■ **Task statement**
Please print the entries below exactly, from the line with "a checkpoint setup." through the line with "I like the idea", including both of those lines and leaving out all others.

■ **Information shown**
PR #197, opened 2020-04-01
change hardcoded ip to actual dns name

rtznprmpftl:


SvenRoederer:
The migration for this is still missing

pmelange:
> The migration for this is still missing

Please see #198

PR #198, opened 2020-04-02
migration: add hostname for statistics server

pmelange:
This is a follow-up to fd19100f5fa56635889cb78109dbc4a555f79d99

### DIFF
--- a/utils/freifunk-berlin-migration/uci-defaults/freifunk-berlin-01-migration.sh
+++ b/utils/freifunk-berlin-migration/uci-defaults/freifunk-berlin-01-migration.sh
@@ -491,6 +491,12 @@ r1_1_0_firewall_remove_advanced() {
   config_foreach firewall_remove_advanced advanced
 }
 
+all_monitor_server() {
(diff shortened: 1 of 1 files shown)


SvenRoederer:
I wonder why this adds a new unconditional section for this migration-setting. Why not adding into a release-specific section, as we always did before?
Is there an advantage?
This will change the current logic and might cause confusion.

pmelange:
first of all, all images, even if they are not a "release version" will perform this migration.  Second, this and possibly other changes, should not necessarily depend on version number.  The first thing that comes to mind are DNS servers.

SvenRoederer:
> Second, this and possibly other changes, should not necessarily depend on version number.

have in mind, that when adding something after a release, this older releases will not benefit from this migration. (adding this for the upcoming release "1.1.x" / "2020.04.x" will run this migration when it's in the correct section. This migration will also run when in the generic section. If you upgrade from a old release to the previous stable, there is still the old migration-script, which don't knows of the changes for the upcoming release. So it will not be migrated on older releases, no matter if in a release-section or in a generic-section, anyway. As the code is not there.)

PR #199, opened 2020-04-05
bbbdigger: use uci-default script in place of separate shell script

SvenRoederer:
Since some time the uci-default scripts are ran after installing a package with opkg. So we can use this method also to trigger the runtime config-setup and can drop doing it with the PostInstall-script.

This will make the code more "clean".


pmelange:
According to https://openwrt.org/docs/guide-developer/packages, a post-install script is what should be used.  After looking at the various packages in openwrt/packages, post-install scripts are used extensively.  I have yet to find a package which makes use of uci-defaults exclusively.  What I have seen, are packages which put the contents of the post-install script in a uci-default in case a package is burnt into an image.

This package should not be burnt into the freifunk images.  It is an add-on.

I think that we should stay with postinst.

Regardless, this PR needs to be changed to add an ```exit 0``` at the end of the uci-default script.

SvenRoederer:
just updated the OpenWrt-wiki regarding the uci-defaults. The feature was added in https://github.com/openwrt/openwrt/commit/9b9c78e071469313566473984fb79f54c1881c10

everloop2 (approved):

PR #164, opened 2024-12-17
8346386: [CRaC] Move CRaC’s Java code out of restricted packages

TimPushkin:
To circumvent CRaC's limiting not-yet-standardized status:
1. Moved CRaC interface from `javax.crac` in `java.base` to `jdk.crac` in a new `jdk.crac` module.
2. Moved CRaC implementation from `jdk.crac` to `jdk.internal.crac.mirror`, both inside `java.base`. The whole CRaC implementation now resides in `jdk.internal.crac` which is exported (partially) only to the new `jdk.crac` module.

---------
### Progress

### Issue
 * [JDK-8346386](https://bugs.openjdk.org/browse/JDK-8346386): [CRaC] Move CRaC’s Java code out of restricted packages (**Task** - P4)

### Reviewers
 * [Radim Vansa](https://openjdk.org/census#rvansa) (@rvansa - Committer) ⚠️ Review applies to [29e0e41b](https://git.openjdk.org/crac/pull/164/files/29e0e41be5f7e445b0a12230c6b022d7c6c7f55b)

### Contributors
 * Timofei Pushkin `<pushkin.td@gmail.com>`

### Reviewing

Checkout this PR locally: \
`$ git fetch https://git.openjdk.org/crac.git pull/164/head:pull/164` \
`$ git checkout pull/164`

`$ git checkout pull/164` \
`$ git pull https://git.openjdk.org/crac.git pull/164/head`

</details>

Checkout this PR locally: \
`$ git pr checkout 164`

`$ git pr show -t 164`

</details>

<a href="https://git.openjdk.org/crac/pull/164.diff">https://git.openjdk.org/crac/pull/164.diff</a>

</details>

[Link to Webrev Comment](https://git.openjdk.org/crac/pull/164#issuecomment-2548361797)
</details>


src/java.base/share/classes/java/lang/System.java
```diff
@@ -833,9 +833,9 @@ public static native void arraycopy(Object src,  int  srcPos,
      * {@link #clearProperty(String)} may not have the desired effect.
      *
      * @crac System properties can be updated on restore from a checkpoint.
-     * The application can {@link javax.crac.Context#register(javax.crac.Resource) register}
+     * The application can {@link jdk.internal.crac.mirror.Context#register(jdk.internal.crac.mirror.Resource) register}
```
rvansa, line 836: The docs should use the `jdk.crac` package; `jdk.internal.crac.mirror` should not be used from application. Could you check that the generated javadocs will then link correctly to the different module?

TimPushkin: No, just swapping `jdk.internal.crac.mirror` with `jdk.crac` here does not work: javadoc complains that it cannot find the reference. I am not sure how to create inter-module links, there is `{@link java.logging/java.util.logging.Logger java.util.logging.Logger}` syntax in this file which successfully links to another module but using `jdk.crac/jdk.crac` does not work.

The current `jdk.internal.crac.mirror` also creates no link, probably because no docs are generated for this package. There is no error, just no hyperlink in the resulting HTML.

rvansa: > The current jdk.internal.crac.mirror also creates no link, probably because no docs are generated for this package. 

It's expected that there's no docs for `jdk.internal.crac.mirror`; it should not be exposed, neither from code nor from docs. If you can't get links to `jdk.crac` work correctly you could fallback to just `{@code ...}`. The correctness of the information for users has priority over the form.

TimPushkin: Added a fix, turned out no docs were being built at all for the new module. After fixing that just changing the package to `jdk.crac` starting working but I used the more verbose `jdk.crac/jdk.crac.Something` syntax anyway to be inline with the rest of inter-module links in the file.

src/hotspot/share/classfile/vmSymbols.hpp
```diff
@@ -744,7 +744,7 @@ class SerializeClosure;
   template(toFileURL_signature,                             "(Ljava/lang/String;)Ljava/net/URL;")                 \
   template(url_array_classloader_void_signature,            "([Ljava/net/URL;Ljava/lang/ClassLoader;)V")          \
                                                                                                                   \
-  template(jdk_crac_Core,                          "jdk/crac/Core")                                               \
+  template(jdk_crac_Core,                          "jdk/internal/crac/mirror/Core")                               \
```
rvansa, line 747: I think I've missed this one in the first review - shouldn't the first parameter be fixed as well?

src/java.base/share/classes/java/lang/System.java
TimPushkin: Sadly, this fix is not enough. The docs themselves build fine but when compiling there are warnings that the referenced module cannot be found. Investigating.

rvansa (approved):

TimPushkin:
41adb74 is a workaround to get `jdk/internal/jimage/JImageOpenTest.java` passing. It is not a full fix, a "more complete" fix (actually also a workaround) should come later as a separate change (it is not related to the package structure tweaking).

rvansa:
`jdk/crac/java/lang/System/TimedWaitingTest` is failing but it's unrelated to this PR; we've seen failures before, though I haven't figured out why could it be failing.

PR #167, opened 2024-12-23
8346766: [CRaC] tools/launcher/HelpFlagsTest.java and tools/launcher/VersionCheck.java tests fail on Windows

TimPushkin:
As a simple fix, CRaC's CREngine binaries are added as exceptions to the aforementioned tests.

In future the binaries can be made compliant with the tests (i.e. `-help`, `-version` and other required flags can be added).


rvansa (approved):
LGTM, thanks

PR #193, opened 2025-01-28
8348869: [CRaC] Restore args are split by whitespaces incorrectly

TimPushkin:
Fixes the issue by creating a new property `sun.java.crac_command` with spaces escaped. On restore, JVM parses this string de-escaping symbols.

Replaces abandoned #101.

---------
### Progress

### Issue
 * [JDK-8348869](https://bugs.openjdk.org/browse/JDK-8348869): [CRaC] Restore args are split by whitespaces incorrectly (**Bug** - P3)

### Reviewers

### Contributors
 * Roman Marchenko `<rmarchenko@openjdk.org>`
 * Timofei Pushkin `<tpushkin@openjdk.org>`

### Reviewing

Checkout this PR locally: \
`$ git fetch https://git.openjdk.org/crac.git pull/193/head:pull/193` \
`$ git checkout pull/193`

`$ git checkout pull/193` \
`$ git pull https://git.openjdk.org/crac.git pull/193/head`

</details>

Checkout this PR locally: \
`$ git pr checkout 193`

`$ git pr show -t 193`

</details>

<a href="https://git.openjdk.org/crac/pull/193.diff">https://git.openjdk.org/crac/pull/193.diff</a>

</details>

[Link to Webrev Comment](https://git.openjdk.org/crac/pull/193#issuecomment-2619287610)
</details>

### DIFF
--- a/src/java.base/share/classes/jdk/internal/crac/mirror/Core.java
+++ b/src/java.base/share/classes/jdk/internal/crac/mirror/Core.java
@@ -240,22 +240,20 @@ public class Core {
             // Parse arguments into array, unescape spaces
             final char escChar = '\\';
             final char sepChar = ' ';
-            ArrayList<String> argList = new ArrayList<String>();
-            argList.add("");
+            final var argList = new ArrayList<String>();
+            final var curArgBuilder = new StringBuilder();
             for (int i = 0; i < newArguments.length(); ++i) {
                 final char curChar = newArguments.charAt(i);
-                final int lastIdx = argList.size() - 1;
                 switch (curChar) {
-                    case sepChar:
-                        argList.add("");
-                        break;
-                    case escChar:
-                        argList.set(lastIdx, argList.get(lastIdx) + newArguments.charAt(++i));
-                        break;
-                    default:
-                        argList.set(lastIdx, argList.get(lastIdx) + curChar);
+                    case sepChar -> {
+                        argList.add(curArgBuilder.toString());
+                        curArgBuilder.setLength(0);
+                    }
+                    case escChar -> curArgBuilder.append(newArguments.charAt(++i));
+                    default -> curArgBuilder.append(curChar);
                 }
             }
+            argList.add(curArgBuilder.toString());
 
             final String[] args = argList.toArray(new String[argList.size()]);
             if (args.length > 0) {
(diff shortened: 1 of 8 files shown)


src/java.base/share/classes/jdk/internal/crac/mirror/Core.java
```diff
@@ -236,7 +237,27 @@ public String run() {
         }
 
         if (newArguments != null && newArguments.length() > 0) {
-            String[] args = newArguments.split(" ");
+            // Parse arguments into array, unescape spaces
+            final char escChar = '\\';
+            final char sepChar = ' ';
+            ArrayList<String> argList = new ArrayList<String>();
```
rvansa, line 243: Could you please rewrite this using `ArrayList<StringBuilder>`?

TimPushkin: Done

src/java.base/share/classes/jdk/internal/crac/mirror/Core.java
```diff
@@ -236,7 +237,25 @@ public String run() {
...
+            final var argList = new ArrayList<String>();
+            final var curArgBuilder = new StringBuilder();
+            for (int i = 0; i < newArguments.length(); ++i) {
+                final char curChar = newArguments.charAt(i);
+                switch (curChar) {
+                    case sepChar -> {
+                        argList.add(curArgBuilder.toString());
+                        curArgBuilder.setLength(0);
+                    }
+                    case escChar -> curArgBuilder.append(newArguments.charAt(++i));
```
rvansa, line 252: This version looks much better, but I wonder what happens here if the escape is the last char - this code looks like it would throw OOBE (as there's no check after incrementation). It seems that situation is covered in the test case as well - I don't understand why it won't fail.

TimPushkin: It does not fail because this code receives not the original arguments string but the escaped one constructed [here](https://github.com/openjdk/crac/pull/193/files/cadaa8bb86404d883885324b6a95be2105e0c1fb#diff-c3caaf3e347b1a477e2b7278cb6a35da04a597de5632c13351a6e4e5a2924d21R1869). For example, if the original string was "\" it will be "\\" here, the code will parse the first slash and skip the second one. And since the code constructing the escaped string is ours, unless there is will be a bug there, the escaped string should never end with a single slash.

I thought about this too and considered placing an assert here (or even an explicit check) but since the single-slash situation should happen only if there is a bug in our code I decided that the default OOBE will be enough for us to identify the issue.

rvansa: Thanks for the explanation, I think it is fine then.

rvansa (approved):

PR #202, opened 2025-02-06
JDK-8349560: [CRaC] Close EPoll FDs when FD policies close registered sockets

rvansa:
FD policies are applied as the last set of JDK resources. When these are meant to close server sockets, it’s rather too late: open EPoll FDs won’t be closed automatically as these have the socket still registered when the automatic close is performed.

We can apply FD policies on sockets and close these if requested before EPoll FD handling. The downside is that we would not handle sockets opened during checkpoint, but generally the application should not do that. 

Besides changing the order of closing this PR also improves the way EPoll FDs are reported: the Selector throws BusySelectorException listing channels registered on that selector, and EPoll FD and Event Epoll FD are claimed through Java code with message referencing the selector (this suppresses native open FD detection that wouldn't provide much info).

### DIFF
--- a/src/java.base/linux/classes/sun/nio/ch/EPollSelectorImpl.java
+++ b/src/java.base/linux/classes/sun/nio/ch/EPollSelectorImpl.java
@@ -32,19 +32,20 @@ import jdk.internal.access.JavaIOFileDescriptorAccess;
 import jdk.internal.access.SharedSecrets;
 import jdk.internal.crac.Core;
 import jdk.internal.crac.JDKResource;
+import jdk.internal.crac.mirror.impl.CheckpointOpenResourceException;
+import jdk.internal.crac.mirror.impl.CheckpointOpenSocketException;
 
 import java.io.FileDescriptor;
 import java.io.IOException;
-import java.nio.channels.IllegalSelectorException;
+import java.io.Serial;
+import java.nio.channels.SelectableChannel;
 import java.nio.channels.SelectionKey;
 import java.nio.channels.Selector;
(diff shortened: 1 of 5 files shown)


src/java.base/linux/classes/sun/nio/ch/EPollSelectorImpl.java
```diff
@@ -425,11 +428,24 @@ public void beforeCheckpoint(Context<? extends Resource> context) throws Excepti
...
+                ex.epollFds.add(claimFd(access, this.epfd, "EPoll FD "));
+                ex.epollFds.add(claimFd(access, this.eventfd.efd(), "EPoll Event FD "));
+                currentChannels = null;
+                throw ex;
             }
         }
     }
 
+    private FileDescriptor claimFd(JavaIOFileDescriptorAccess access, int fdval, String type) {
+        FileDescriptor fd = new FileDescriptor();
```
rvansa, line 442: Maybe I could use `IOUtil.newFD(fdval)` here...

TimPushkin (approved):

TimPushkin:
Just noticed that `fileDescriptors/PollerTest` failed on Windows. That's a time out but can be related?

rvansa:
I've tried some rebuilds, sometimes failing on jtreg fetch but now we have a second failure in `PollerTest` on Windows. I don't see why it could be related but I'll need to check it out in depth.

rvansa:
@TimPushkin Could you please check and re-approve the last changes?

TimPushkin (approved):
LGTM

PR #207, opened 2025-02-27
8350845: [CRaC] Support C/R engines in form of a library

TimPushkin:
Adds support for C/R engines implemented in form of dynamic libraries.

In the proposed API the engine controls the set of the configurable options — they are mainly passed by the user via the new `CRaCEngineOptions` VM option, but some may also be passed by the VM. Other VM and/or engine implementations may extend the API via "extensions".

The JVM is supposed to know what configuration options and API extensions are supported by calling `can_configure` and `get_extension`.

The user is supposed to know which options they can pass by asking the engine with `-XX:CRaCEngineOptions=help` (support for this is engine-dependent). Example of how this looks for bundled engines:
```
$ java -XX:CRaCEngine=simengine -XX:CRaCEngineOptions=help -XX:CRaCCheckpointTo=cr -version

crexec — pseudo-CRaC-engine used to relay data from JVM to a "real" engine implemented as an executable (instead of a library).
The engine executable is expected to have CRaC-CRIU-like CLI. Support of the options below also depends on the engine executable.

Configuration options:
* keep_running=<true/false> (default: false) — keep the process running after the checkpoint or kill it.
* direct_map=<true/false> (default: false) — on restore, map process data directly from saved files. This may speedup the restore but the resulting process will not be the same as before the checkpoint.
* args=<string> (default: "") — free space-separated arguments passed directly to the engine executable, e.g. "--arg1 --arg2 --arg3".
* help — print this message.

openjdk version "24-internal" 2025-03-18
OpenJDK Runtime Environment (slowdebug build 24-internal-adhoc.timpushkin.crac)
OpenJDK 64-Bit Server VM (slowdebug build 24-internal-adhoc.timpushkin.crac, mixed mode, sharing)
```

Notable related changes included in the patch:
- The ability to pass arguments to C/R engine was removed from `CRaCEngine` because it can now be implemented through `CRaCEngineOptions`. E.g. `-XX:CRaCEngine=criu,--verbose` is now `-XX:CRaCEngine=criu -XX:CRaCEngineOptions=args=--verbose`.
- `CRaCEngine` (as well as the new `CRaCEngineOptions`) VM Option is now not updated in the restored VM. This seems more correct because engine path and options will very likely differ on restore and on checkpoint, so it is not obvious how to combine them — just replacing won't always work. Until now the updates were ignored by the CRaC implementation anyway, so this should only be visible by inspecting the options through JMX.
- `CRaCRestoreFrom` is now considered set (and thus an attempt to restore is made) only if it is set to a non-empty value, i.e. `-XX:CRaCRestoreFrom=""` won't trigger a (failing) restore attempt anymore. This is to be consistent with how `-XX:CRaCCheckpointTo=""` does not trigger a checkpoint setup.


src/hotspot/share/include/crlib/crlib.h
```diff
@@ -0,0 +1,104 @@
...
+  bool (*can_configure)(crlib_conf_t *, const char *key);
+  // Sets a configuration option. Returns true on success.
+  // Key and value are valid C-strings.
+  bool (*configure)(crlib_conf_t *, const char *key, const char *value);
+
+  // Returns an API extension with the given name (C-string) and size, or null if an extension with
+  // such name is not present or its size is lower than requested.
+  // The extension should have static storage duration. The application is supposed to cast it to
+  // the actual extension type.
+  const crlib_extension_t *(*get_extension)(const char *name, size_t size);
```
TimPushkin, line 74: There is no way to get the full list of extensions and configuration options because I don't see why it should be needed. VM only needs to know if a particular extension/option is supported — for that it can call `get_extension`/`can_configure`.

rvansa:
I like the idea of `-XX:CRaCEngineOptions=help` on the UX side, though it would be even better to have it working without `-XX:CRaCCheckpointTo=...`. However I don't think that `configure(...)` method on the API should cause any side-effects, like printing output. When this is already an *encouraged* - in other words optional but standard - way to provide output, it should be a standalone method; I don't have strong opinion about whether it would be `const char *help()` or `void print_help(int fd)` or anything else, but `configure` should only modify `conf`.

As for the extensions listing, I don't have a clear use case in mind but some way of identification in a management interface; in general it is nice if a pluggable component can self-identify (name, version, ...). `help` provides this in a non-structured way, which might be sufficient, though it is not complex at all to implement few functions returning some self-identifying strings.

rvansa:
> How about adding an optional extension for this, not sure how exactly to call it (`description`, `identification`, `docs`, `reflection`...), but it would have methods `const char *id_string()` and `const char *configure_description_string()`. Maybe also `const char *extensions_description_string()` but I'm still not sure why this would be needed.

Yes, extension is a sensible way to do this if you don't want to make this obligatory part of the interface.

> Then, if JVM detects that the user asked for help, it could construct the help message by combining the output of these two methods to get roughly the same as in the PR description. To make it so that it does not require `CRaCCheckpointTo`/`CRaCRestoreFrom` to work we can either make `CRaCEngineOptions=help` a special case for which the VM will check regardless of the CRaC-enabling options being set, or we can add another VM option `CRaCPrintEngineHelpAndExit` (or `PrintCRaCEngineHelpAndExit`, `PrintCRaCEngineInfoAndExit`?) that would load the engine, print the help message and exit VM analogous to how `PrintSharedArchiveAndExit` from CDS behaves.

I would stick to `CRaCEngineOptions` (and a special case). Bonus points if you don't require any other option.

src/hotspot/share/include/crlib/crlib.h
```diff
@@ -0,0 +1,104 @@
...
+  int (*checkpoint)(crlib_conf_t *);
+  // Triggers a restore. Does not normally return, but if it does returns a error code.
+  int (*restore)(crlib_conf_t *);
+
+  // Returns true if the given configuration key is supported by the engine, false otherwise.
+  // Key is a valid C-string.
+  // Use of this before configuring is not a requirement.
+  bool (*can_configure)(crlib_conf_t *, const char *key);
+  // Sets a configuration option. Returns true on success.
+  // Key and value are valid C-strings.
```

■ **Solved exercise**
- `CRaCRestoreFrom` is now considered set (and thus an attempt to restore is made) only if it is set to a non-empty value, i.e. `-XX:CRaCRestoreFrom=""` won't trigger a (failing) restore attempt anymore. This is to be consistent with how `-XX:CRaCCheckpointTo=""` does not trigger a checkpoint setup.


src/hotspot/share/include/crlib/crlib.h
```diff
@@ -0,0 +1,104 @@
...
+  bool (*can_configure)(crlib_conf_t *, const char *key);
+  // Sets a configuration option. Returns true on success.
+  // Key and value are valid C-strings.
+  bool (*configure)(crlib_conf_t *, const char *key, const char *value);
+
+  // Returns an API extension with the given name (C-string) and size, or null if an extension with
+  // such name is not present or its size is lower than requested.
+  // The extension should have static storage duration. The application is supposed to cast it to
+  // the actual extension type.
+  const crlib_extension_t *(*get_extension)(const char *name, size_t size);
```
TimPushkin, line 74: There is no way to get the full list of extensions and configuration options because I don't see why it should be needed. VM only needs to know if a particular extension/option is supported — for that it can call `get_extension`/`can_configure`.

rvansa:
I like the idea of `-XX:CRaCEngineOptions=help` on the UX side, though it would be even better to have it working without `-XX:CRaCCheckpointTo=...`. However I don't think that `configure(...)` method on the API should cause any side-effects, like printing output. When this is already an *encouraged* - in other words optional but standard - way to provide output, it should be a standalone method; I don't have strong opinion about whether it would be `const char *help()` or `void print_help(int fd)` or anything else, but `configure` should only modify `conf`.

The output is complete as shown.